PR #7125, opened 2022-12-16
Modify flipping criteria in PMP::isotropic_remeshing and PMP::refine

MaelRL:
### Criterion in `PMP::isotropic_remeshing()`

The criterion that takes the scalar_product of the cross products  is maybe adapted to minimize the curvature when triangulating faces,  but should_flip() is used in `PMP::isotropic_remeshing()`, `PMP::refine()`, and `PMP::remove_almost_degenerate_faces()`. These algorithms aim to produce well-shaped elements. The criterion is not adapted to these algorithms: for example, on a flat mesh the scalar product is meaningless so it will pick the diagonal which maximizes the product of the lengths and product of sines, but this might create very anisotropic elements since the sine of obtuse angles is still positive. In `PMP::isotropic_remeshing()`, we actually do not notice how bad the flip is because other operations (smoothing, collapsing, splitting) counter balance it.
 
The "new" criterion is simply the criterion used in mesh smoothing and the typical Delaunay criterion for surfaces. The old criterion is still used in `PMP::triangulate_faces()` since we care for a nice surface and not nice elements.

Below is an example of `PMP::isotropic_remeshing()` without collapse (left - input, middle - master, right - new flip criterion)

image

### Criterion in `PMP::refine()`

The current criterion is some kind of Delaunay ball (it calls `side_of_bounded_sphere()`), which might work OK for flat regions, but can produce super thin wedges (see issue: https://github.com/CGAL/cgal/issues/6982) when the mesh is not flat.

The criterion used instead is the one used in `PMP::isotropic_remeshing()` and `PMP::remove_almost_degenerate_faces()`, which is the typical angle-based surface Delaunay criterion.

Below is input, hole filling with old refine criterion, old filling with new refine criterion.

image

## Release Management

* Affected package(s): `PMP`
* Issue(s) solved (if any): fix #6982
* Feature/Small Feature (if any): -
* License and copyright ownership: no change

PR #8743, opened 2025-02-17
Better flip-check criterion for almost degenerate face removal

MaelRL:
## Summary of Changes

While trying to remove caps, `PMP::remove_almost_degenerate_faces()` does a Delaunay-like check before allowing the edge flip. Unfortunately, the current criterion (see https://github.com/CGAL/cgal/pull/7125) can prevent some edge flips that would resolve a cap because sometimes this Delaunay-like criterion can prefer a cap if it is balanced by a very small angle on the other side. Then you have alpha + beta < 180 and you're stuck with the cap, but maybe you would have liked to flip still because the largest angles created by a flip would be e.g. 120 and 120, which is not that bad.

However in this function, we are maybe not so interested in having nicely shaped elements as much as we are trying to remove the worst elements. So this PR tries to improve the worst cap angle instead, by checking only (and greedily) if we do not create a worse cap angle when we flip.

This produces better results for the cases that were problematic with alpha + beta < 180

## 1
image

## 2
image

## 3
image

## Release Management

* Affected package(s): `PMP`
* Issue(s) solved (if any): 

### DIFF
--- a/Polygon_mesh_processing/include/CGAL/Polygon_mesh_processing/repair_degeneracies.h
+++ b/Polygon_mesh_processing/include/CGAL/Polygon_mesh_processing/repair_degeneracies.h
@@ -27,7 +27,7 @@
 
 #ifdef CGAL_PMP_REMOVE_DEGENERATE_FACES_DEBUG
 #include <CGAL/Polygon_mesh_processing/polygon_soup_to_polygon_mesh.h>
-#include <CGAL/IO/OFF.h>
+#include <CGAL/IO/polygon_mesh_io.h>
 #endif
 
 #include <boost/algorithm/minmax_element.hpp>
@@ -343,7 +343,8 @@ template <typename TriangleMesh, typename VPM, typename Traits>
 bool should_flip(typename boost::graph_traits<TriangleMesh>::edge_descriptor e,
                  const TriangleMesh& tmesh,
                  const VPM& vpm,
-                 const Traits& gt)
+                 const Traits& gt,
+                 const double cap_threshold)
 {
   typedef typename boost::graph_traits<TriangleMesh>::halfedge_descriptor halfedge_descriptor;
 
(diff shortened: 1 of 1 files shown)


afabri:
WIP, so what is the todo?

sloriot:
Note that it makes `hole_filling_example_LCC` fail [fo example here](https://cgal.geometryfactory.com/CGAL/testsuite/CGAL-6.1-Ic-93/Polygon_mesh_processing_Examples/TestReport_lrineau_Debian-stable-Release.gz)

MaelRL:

• _AIM OF THE TASK_
Lines that include the word "refine" — how many are there in the data? Answer with the number alone.

• _RESPONSE TO THE EXERCISE_
4